Dayan Lita. Çınlama sesi gidene kadar dayan sonra oyuncağı alıp korunaklı odama girip kendime ilaç yapacağım. Belki işime yarayabilir bir süre. Bir süre kendimi geldiğimde rahat bir nefes aldıktan sonra elime oyuncağı alıp aşağıya korunaklı odama gittiğimde aşağıya indim. Merdivenin bir basamağında oturup bay gizemin hatıra dediği bebeği dokunarak hissettim. Kulağıma dayadım kuklayı, her güneşim dediğinde geçen karşılaştığımız sese o kadar benziyordu ki sanki yanımda bana canlı canlı güneşim diyordu.
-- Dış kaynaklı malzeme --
PR #2128, opened 2023-05-16
feat(txnames): Add 'ready' flag to config

jjbayer:
Add a flag to project configs which indicates whether URL transaction names should always be considered `sanitized`, even if there are no clustering rules.

This PR does not yet _use_ the flag, it is just a prerequisite for merging https://github.com/getsentry/sentry/pull/48993.

### DIFF
--- a/CHANGELOG.md
+++ b/CHANGELOG.md
@@ -1,5 +1,11 @@
 # Changelog
 
+## Unreleased
+
+**Internal**:
+
+- Add `txNameReady` flag to project config. ([#2128](https://github.com/getsentry/relay/pull/2128))
+
 ## 23.5.0
 
 **Bug Fixes**:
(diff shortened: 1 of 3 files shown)


relay-dynamic-config/src/project.rs
```diff
@@ -123,4 +127,11 @@ pub struct LimitedProjectConfig {
     pub features: BTreeSet<Feature>,
     #[serde(skip_serializing_if = "Vec::is_empty")]
     pub tx_name_rules: Vec<TransactionNameRule>,
+    /// Whether or not a project is ready to mark all URL transactions as "sanitized".
+    #[serde(skip_serializing_if = "is_false")]
```
iker-barriocanal, line 131: nit: we can avoid creating the `is_false` function with [`Not::not`](https://doc.rust-lang.org/std/ops/trait.Not.html#tymethod.not), but I don't know how easy to understand it'd be.

iker-barriocanal (approved):

CHANGELOG.md
```diff
@@ -33,6 +33,7 @@
 - Parse profiles' metadata to check if it should be marked as invalid. ([#2104](https://github.com/getsentry/relay/pull/2104))
 - Set release as optional by defaulting to an empty string and add a dist field for profiles. ([#2098](https://github.com/getsentry/relay/pull/2098), [#2107](https://github.com/getsentry/relay/pull/2107))
 - Accept source map debug images in debug meta for Profiling. ([#2097](https://github.com/getsentry/relay/pull/2097))
+- Add `txNameReady` flag to project config. ([#2128](https://github.com/getsentry/relay/pull/2128))
```
olksdr: Please, move this to the unreleased section,

olksdr (approved):

relay-dynamic-config/src/project.rs
jjbayer: TIL... but I'll leave it as-is. As you said, `is_false` seems easier to read than `Not::not`.

CHANGELOG.md
jjbayer: Thanks, I missed that!

PR #2134, opened 2023-05-17
ref: Replace log with tracing

jan-auer:
An internal refactor that uses `tracing` for all internal logging instead of the `log` crate. Since many dependencies still emit `log` records, we keep the subscriber's default integration which converts `log` records into tracing events. The only two dependencies that are now emitting tracing directly are `tower-http` and `rdkafka`, although the latter one doesn't add structural data.

The formatting of log output has changed slightly:
image

Note that this PR does not yet change emission of log records. In particular, errors are still tracked as regular message events. This is left for an immediate follow-up PR.

# Tasks

- [x] Initialize tracing subscribers
- [x] Export tracing types from `relay-log`
- [x] Initialize tracing for tests
- [x] Make the pretty log format more compact
- [x] Check fields of the JSON log format
- [x] Enable tracing in hyper/axum/axum-server
- [x] Check other crates for tracing support (e.g. `symbolic`)
- [x] Enable log integration for old crates
- [x] Check error reporting via Sentry

#skip-changelog


cleptric (approved):

relay-log/src/setup.rs
```diff
@@ -127,20 +166,22 @@ fn capture_native_envelope(data: &[u8]) {
...
-    builder
-        // Configure INFO as default for all third-party crates.
-        .filter_level(LevelFilter::Info)
-        // Actix-web has useful information on the debug stream, so allow this.
-        .filter_module("actix_web::pipeline", LevelFilter::Debug)
-        // Logs from sqlx are very spammy on INFO level, so configure a higher WARN level.
-        .filter_module("sqlx", LevelFilter::Warn)
-        .filter_module("trust_dns_proto", LevelFilter::Warn);
+fn get_default_filters() -> EnvFilter {
+    // Configure INFO as default, expect for crates that are very spammy on INFO level.
```
olksdr:
```suggestion
    // Configure INFO as default, except for crates that are very spammy on INFO level.
```

olksdr (approved):
:shipit: LGTM!

PR #2135, opened 2023-05-17
ref(crons): Remove SDK field from cron body

evanpurkhiser:
After a bit of discussion we think it doesn't make sense for this to be part of the body, since this information is already available in the envelope headers

This is a follow up from 753995836


evanpurkhiser:
Closing in favor of #2136

PR #2136, opened 2023-05-18
ref(crons): Remove SDK from check-in body + extract from header

evanpurkhiser:
After a bit of discussion we think it doesn't make sense for this to be
part of the body, since this information is already available in the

O bana bir kuklasını verdiyse bende ona küçük bir serçe yollayabilirim. Ama onun için büyülü hayvanlar kitabını almam lazım. Nyla olursa yanımda ona söylerdim ama yok. Bu işin en kötü tarafı diyebilirim. Nyla acaba bu zamana kadar nerede saklandı ya da nerede kalıyor bilmiyordum. İçim içimi yiyordu. Gölge sarayın içinde dolanmak isterdim. Yakın bir zamanda özellikle kızıl güneş gününde bir gün sonrası bahar festivali olacak. Ben bahar festivalini biriyle gitmeyi hep can atmıştım. Şimdi ev hapsine kaldım. İyi mi oldu. Hiç iyi olmadı. Kuklayı bir kez basıp “ Güneşim.” Demesine gülümsedim. Güneşi görmek istemiştim. Tenimde hissettim ama görmek için can attım. Tüm güzellikleri. Ayağa kalkıp şu dengesizliği mi gidermek için akşama kadar kitaplara odaklandım. Gölge cinler bazı konularda yardımcı oldu. Malzemeleri bulmam açısında ben söyledim onlar getirdi ve iksir fanusunun içine koyduk bir bitki özünü ezip kaynatıp sıvı haline getirip buzluğa koymuştum. Benim uykum gelmişti. Akşam yemeğini odama istedim. Natasha elimde tepsiyle önüme koyup yedirmeyi çalıştı izin vermedim. “ Ben yerim sen gidip dinlen.” “ Pek fazla bir şey yapmadım leydim,” “ Natasha uykum var ve gidebilirsin.” deyip gönderdim. Yemeğimi yedikten sonra gölge cinler masaya koyup tepsiyi gölgeye çekildiler. Feneri söndürüp aklıma ilk gelen şeyi yapacaktım. Maskeyle uyumak istemiyorum ama kontrolü elimden bırakamam uyumadan aşağıdan bir mumu yanıma alarak yukarı çıkarken alanı devre dışı bırakarak yukarı çıktım. Mumu yatağın yanındaki komidinin yanına koyarak sonunda biraz ferahlıkla uyumak için demir maskeyi gözümden çıkarmıştım. Bana verdiği kuklayı bakarken kendisi de böyle görünüyor mu bilemedim. O gün gelsin ona bakmak istemiştim. O da bana bakar mı ya da söyler mi. Kesin o zaman tam tanışacağız seninle. Kuklayı sarılarak gözlerimi yumdum.